|
Hej! |
|
Od jakiegoś czasu każą mi pić wodę z kubka. |
|
A ja tak bardzo lubiłem pić z mojej małej buteleczki! |
|
Więc do tej zmiany podszedłem z nieskrywanym sceptyzmem. |
|
Przyznaję się bez bicia, że próbowałem zniszczyć mój nowy kubek... |
|
...tłukąc nim o podłogę. |
|
Niestety twarda z niego sztuka - nie potłukł się. Nawet się nie porysował. |
|
Wymyśliłem więc inny sposób na zniszczenie kubka. |
|
Potrzebowałem czegoś superostrego, a czy jest coś ostrzejszego, niż... |
|
... moje dwa zęby? |
|
Zacząłem obgryzać kubek z każdej strony z nadzieją, że coś mu odpadnie: |
|
albo dno, |
|
albo ucho. |
|
I gdy tak gryzłem ten kubek, dotarło do mnie, że... |
|
... właściwie to fajnie się go trzyma i nie jest taki zły! |
|
Od tego dnia chętnie sięgam po mój kubek z myszką. |
|
Picie z niego sprawia, że czuję się taki dorosły! |
Poniżej znajdziecie kawał. Może i stary, może i suchar, ale przynajmniej na temat!

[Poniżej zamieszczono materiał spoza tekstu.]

PR #3185, opened 2026-08-04
fix(discord): strip \n delimiter in webhook interaction custom_id so approvals resolve correctly

omerh:
On Discord, clicking any button on an `ask_question` / approval card resolves to the wrong option — in practice **every approval is rejected even when the user clicks Approve**. The bug is in the raw HTTP-interaction (webhook) path of the Chat SDK bridge, which decodes `custom_id` by splitting on `:` only and never strips the `\n` delimiter that `@chat-adapter/discord` inserts.

Verified live on a self-hosted v2 install; the fix below resolves it.

## Root cause

Question buttons are built with an index-based encoding (`src/channels/chat-sdk-bridge.ts:494`):

```ts
Button({ id: `ncq:${questionId}:${idx}`, label: opt.label, value: String(idx), style: opt.style })
```

`@chat-adapter/discord`'s `encodeDiscordCustomId(actionId, value)` joins the two with a **newline**:

```
custom_id = `${actionId}\n${value}` = `ncq:<questionId>:<idx>\n<idx>`
```

The webhook handler parses `custom_id` by splitting on `:` only (`chat-sdk-bridge.ts:709-714`):

```ts
if (customId?.startsWith('ncq:')) {
  const colonIdx = customId.indexOf(':', 4); // after "ncq:"
  if (colonIdx !== -1) {
    questionId = customId.slice(4, colonIdx);
    tail = customId.slice(colonIdx + 1);   // becomes "<idx>\n<idx>", e.g. "0\n0"
  }
}
```

`tail` still contains the `\n<idx>` suffix. `resolveSelectedOption` (`chat-sdk-bridge.ts:108-119`) then tries to map an integer index back to the option value, but the numeric guard fails on the embedded newline:

```ts
const candidate = eventValue ?? tail ?? '';
if (render && /^\d+$/.test(candidate)) {   // /^\d+$/.test("0\n0") === false
  const idx = Number(candidate);
  if (render.options[idx]) return render.options[idx].value;
}
return candidate;                          // returns the literal "0\n0"
```

So `selectedOption` becomes `"0\n0"`, matching no option. For approvals the decision is a strict `if (selectedOption !== 'approve') finalizeReject(...)`, so **Approve is rejected**.

**Log fingerprint:** `unknown response value value="0\n0"` and repeated `Approval rejected ... withReason=false`.

## Why the Gateway path hides this

The Discord **Gateway** `onAction` path (`chat-sdk-bridge.ts:333-345`) is correct — the adapter has already decoded the `\n`, so it passes a clean `event.value` (`"0"`) into `resolveSelectedOption`, the numeric guard passes, and the index maps back to `"approve"`. The bug only surfaces when interactions arrive over the **HTTP webhook fallback** (e.g. when the Gateway listener is down, such as an app that hasn't enabled the Message Content privileged intent the adapter requests). The webhook path should decode identically to the Gateway path.

## Fix

Strip the `\n` delimiter from `tail` before resolving:

```ts
if (colonIdx !== -1) {
  questionId = customId.slice(4, colonIdx);
  tail = customId.slice(colonIdx + 1);
  // custom_id from @chat-adapter/discord is `${actionId}\n${value}`
  // (encodeDiscordCustomId). Splitting on ':' leaves the trailing
  // `\n<value>`; strip it so the index resolves like the Gateway path.
  const nlIdx = tail.indexOf('\n');
  if (nlIdx !== -1) tail = tail.slice(0, nlIdx);
}
```

After the strip, `tail` is `"0"`, the numeric guard passes, and `resolveSelectedOption` returns `render.options[0].value` (`"approve"`). Verified on a live install: Approve now resolves to approve and the approval executes.

## Testing

- Reproduced on a live Discord install: every approval-card click rejected; logs showed `value="0\n0"`.
- With the fix applied, `pnpm run build` clean, service restarted — clicking Approve now approves and executes; clicking Reject rejects. No change to the Gateway path.

### DIFF
--- a/src/channels/chat-sdk-bridge.ts
+++ b/src/channels/chat-sdk-bridge.ts
@@ -711,6 +711,11 @@ async function handleForwardedEvent(
         if (colonIdx !== -1) {
           questionId = customId.slice(4, colonIdx);
           tail = customId.slice(colonIdx + 1);
+          // custom_id from @chat-adapter/discord is `${actionId}\n${value}`
+          // (encodeDiscordCustomId). Splitting on ':' leaves the trailing
+          // `\n<value>`; strip it so the index resolves like the Gateway path.
+          const nlIdx = tail.indexOf('\n');
+          if (nlIdx !== -1) tail = tail.slice(0, nlIdx);
         }
       }
 


smergler:
Independent confirmation — I hit this today on a separate self-hosted v2 install and root-caused it to the same place before finding this PR.

Symptom, from the host log at the instant of the click:

```
WARN Channel registration: unknown response value  value="0\n0"
```

`resolveSelectedOption`'s `/^\d+$/` test fails on the embedded newline, so the raw candidate propagates to the host as the selected option and no handler matches it. On an approval card the same path makes the card render `0 by <user>` — see #3201, which is this same bug reported from the user side.

I'd independently written the equivalent delimiter-strip before finding this PR; this version is smaller and normalizes `tail` in place rather than restructuring the parse, so I'd rather see this one merged than open a duplicate.

Two notes that might help it land:

1. **Not fixed by updating.** The buggy parse is byte-identical in 2.1.53 and 2.1.54.
2. **There's a second, separate problem in the same handler**, which this PR doesn't need to solve but which is worth a follow-up: the `type: 7` UPDATE_MESSAGE callback sends `components: []` regardless of whether resolution succeeded, so a *failed* click permanently strips the buttons off the card. The `pending_channel_approvals` row survives, and `channel-approval.ts` then drops subsequent attempts as "already in flight" — so the user is left with a dead card and no way to reissue it except deleting the row. With this PR merged the normal case stops hitting it, but any future resolution failure still bricks the card. The underlying cause is that `setupConfig.onAction` is `void`, so the adapter can't know whether the host accepted the response before it mutates the UI.

DawoudIO:
Confirmed on a separate self-hosted v2 install (2.1.54, Discord DM, owner role). Applied this exact diff, rebuilt, restarted the host.

Before (matches the report exactly):
```
[08:08:11] Approval requested action="cli_command" approvalId="appr-...xj76qy" approver="discord:..."
[08:08:27] Approval rejected  action="cli_command" approvalId="appr-...xj76qy" userId="discord:..." withReason=false
```
Every approve click on Discord resolved as reject.

After the fix, same flow (two separate approval-gated `ncl` commands from the agent, both Approved on Discord):
```
[08:37:16] Approval requested action="cli_command" approvalId="appr-...u5uo2v" approver="discord:..."
[08:37:20] Approval handled   action="cli_command" approvalId="appr-...u5uo2v" userId="discord:..."

[08:37:26] Approval requested action="cli_command" approvalId="appr-...i6po32" approver="discord:..."
[08:37:45] Approval handled   action="cli_command" approvalId="appr-...i6po32" userId="discord:..."
```
Both approves now execute. `tsc --noEmit` and `pnpm run build` clean. No regressions observed on the Gateway path (unchanged). This should be safe to merge.

DawoudIO:
Following up — this has three independent confirmations now (the original report, @smergler's independent repro, and my own test on a separate install back on 08-08) and CI is green, but it's still sitting unreviewed/blocked. Is there anything needed from a contributor side to get this unstuck — a rebase, an additional test, or just waiting on review bandwidth?

For visibility: I also opened #3458, which fixes the same underlying bug via a different, source-level strategy (removes the redundant \`value\` param at button-creation time so the \`\n\`-corrupted \`custom_id\` is never produced at all, rather than stripping it at the webhook parse site — covers the Gateway path too, though that path wasn't actually broken). Happy to close mine in favor of this one, or leave both for maintainers to pick from — whichever's less work on your end. Just want to help get *a* fix for this landed; it's a real, currently-live bug (silently rejects every Discord approval click).

jcbianic:
Another independent confirmation, on a current v2.3.0 install (Discord, DM, owner role). Every approval click resolved as a reject, including one clicked 2s after the card appeared:

```
[22:34:20] Approval requested action="install_packages" approvalId="appr-…gjpyqo" approver="discord:…"
[22:34:22] Approval rejected  approvalId="appr-…gjpyqo" action="install_packages" userId="discord:…" withReason=false
```

Same for `cli_command` approvals. The render metadata row was intact (`options[0].value === "approve"`), so the failure is entirely the `"0\n0"` tail in the forwarded-gateway path.

Applied this exact diff on top of 2.3.0: typecheck clean, `src/channels/` tests pass (126/126), service back up. The same code is still on current `main` (`handleForwardedEvent` unchanged). Would be great to get this merged: Discord approvals are unusable without it, and agents end up looping on `approvals-list` waiting for a decision that never comes.

PR #3187, opened 2026-08-05
fix(agent-runner): disallow built-in SendMessage so agent-to-agent messaging works

dim0627:
## Type of Change

## Description

**What.** Move `SendMessage` from `TOOL_ALLOWLIST` to `SDK_DISALLOWED_TOOLS` in `container/agent-runner/src/providers/claude.ts`.

**Why.** Claude Code's built-in `SendMessage` addresses the SDK's own in-session subagents, which have nothing to do with NanoClaw agent groups. But the name reads as the obvious way to message another agent, so an agent that has just run `mcp__nanoclaw__create_agent` reaches for it instead of `mcp__nanoclaw__send_message`.

The failure is silent and misleading. The built-in answers:

```
{"success":false,"message":"No agent named 'growth' is currently addressable. Spawn a new one or use the agent ID."}
```

The agent reads that as "the group was never provisioned", so it retries the same wrong tool instead of the working one. Observed on a live install: `create_agent` succeeded (agent group row, group filesystem, and both `agent_destinations` rows all written, destination projected into `inbound.db`), but the parent agent called `SendMessage` four times over three minutes, never called `mcp__nanoclaw__send_message`, wrote nothing to `messages_out`, and reported to its user that agent creation had failed.

Transcript excerpt from the container (`~/.claude/projects/.../<session>.jsonl`):

```
05:37:03 CALL   mcp__nanoclaw__create_agent {"name":"Growth", ...}
         RESULT "Creating agent \"Growth\". You will be notified when it is ready."
05:37:56 CALL   SendMessage {"to":"Growth", ...}
         RESULT {"success":false,"message":"No agent named 'Growth' is currently addressable..."}
05:38:43 CALL   SendMessage {"to":"growth", ...}   -> same
05:38:51 CALL   SendMessage {"to":"growth", ...}   -> same
05:40:21 CALL   SendMessage {"to":"growth", ...}   -> same
```

**How it works.** `SDK_DISALLOWED_TOOLS` already exists for exactly this class of built-in — one that collides with a nanoclaw equivalent (`AskUserQuestion` vs `mcp__nanoclaw__ask_user_question`, the Cron tools vs `ncl tasks`). `SendMessage` is the same case and was just missed. Entries on that list go through `preToolUseHook`, which blocks the call and returns `Tool 'SendMessage' is not available in this environment — use the nanoclaw equivalent.`

Removing it from `TOOL_ALLOWLIST` alone would not have helped: that list is a permission auto-approve list, and this runner already sets `permissionMode: 'bypassPermissions'`. The PreToolUse hook is the deterministic block.

Both lists are now exported so the regression test can assert the invariant directly; nothing else changed about them.

## How it was tested

- New `container/agent-runner/src/providers/claude.tool-collisions.test.ts` asserts each colliding built-in is in `SDK_DISALLOWED_TOOLS`, absent from `TOOL_ALLOWLIST`, and that the two lists never overlap.
- `cd container/agent-runner && bun test` — 159 pass, 1 skip, 0 fail.
- `bun run typecheck` — clean.
- `pnpm test` (host) — 1262 pass across 99 files.

### DIFF
--- a/CHANGELOG.md
+++ b/CHANGELOG.md
@@ -4,6 +4,7 @@ All notable changes to NanoClaw will be documented in this file.
 
 ## [Unreleased]
 
+- **Agent-to-agent messaging no longer loses to Claude Code's built-in `SendMessage`.** That built-in addresses the SDK's own in-session subagents, so an agent that had just run `create_agent` reached for it by name and got `No agent named 'x' is currently addressable` — reading as "the group was never provisioned" while `mcp__nanoclaw__send_message` (the real path) was never called. `SendMessage` joins `AskUserQuestion` in `SDK_DISALLOWED_TOOLS`, so the PreToolUse hook now blocks it and points at the nanoclaw equivalent.
 - [BREAKING] **Existing Claude installs should review the hardened agent image.** Local builds remain supported, but the Echo-built image is recommended for patched sandbox components. **Migration:** follow [the hardened-image guide](docs/hardened-image.md) to detect your current image source, switch, verify, or roll back.
 - **Release publication tolerates GitHub API propagation.** The Release workflow now retries bounded post-publication read-backs when the new Release is not listed yet or its immutable state is not visible yet. Exact title, body, tag, or SHA mismatches still fail immediately.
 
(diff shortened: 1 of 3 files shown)


gabi-simons (approved):
LGTM
Thanks for your contribution

PR #3188, opened 2026-08-05
fix(container): forward OneCLI gateway env to spawned MCP servers

### LINKED ISSUE #2636: feat: inject OneCLI credentials into MCP server env vars at container spawn
## Problem

MCP servers configured with `"env": {"SOME_API_KEY": "onecli-managed"}` in `McpServerConfig` pass the placeholder literally to the external API. The current OneCLI gateway mechanism injects `HTTPS_PROXY` so the **agent's own** HTTP calls are routed through the credential vault — but MCP servers are separate subprocesses that launch with the literal placeholder string as their env var.

**Observed behaviour:**
- Container spawns with `BRAVE_API_KEY=onecli-managed` in the MCP server env
- Brave Search MCP sends `X-Subscription-Token: onecli-managed` to `api.search.brave.com`
- API returns `422 SUBSCRIPTION_TOKEN_INVALID`
- The OneCLI HTTPS_PROXY does not intercept or replace the header because the credential context is not resolved

## Expected behaviour

When a `McpServerConfig` entry contains an env var value of `"onecli-managed"` (or a similar sentinel), nanoclaw should resolve the real credential value from the OneCLI vault at container spawn time and inject it as the actual env var value before launching the MCP server process.

## Suggested implementation path

In `buildContainerArgs` (or equivalent MCP launch path), for each entry in `mcpServer.env`:
1. If the value is `"onecli-managed"`, call `onecli.resolveCredential(agentId, envVarName)` (or equivalent)
2. Substitute the resolved value before passing `-e KEY=VALUE` to the container / MCP subprocess
3. If resolution fails (credential not configured), fail loudly at spawn time rather than silently passing the placeholder

Alternatively, a dedicated `onecli-env` field in `McpServerConfig` could enumerate which env vars should be resolved from OneCLI, keeping the resolution path explicit.

## Context

Related: PR #2605 addresses credential inheritance for child agents but does not cover MCP server env var injection. This is a distinct gap in the credential model.

The `skill-onecli-gateway.md` fragment instructs agents: _"If a tool checks for credentials locally, pass any placeholder value — the proxy replaces it with real credentials at request time."_ This works for agent-originated HTTP calls but not for MCP subprocess calls.

## Impact

Any MCP server that authenticates via an env var (Brave Search, GitHub, Slack, etc.) cannot be used securely today without storing the plaintext key in `container.json`. This forces a security tradeoff for users who have credential management configured via OneCLI.

kambodscharoger294-cyber:
## What

MCP servers spawned as stdio child processes (via `add_mcp_server` or `container.json` directly) start with a bare environment — `@modelcontextprotocol/sdk`'s `getDefaultEnvironment()` only carries `HOME`/`LOGNAME`/`PATH`/`SHELL`/`TERM`/`USER`. They never see the `HTTPS_PROXY`/CA-trust vars the host injects at the container level for OneCLI's credential gateway (`onecli.applyContainerConfig()` in `src/container-runner.ts`). This forwards those gateway vars into each spawned server's own `env` (explicit config wins on collision).

## Why

Without this, a `"onecli-managed"` placeholder in a third-party MCP server's `env` just gets sent to the origin API literally — the gateway never sees the request to rewrite it. The only way to actually authenticate such a server today is a raw API key embedded in plaintext in `container.json`, which defeats the point of the OneCLI vault model.

Closes #2636.

## How it works

New `container/agent-runner/src/mcp-gateway-env.ts`: `withGatewayEnv(env)` merges a fixed allowlist of proxy/CA env keys (`HTTPS_PROXY`, `NODE_EXTRA_CA_CERTS`, `NODE_USE_ENV_PROXY`, etc.) from `process.env` into a server's own `env`, with the server's explicit values winning on key collision. Wired into `index.ts`'s existing loop over `config.mcpServers` — a one-line change at the integration point, no new config surface.

## How it was tested

`bun test` (new `mcp-gateway-env.test.ts`, unit-level merge/precedence behavior) plus end-to-end against four real MCP servers with `"onecli-managed"` placeholders and matching OneCLI vault secrets (host-pattern + header injection): `github-mcp-server` (Go binary), `mcp-remote`/huggingface, `exa-mcp-server`, `@upstash/context7-mcp` (all three Node servers use `undici` under the hood). All four authenticated successfully through the gateway with zero raw keys left in `container.json` — verified live via real tool calls (`get_me`, a web search, an authenticated HF check, and `resolve-library-id`).

## Known limitation

This only helps clients that honor `NODE_USE_ENV_PROXY` (native `fetch`/undici). `axios`-based MCP servers (e.g. `@notionhq/notion-mcp-server`) won't pick this up — that needs something like the `NODE_OPTIONS` monkey-patch approach from #2330 (closed, unmerged) on top. Filing this as the general-case fix since it's the fix #2636 asked for; the axios case is a narrower follow-up.

### DIFF
--- a/container/agent-runner/src/index.ts
+++ b/container/agent-runner/src/index.ts
@@ -30,6 +30,7 @@ import { buildSystemPromptAddendum } from './destinations.js';
 import { getTaskSeriesId } from './db/session-routing.js';
 import { ensureMemoryScaffold } from './memory/scaffold.js';
 import { MEMORY_SESSION_HOOK } from './memory/session-hook.js';
+import { withGatewayEnv } from './mcp-gateway-env.js';
 // Providers barrel — each enabled provider self-registers on import.
 // Provider skills append imports to providers/index.ts.
 import './providers/index.js';
@@ -93,7 +94,10 @@ async function main(): Promise<void> {
   };
 
   for (const [name, serverConfig] of Object.entries(config.mcpServers)) {
-    mcpServers[name] = serverConfig;
+    // Forward the OneCLI gateway's proxy/CA env so this server's own outbound
+    // HTTPS calls get transparent credential injection instead of needing a
+    // raw API key embedded in its `env` — see mcp-gateway-env.ts.
+    mcpServers[name] = { ...serverConfig, env: withGatewayEnv(serverConfig.env) };
     log(`Additional MCP server: ${name} (${serverConfig.command})`);
   }
 
--- a/container/agent-runner/src/mcp-gateway-env.test.ts
+++ b/container/agent-runner/src/mcp-gateway-env.test.ts
@@ -1,0 +1,46 @@
+import { describe, it, expect } from 'bun:test';
+
+import { gatewayEnv, withGatewayEnv } from './mcp-gateway-env.js';
+
+describe('gatewayEnv', () => {
+  it('picks up known gateway keys and ignores unrelated ones', () => {
+    const source = {
+      HTTPS_PROXY: 'http://x:tok@127.0.0.1:10255',
+      NODE_EXTRA_CA_CERTS: '/tmp/ca.pem',
+      UNRELATED_VAR: 'should-not-appear',
+    };
+    expect(gatewayEnv(source)).toEqual({
+      HTTPS_PROXY: 'http://x:tok@127.0.0.1:10255',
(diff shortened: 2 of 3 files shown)


kambodscharoger294-cyber:
Closing — reopening if this gets picked back up.

Issue #2404, opened 2026-05-10
Double delivery when agent uses send_message MCP tool and <message> blocks in the same turn


mshirel:
## Bug

When an agent calls the `send_message` MCP tool **and** wraps the same text in a `<message to="name">` block in the same turn, the message is delivered twice — once from each output path.

## Root cause

The MCP server (`StdioServerTransport`) runs as a **separate subprocess** from the poll loop. When the agent produces both outputs:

Przychodzi baba do lekarza i mówi:
- Panie doktorze mój mąż zachowuje się dziwnie. Codziennie rano wypija kawę, a następnie zjada filiżankę i zostawia uszko.
Lekarz po chwili odpowiada:
- To rzeczywiście bardzo dziwne, uszko jest najsmaczniejsze.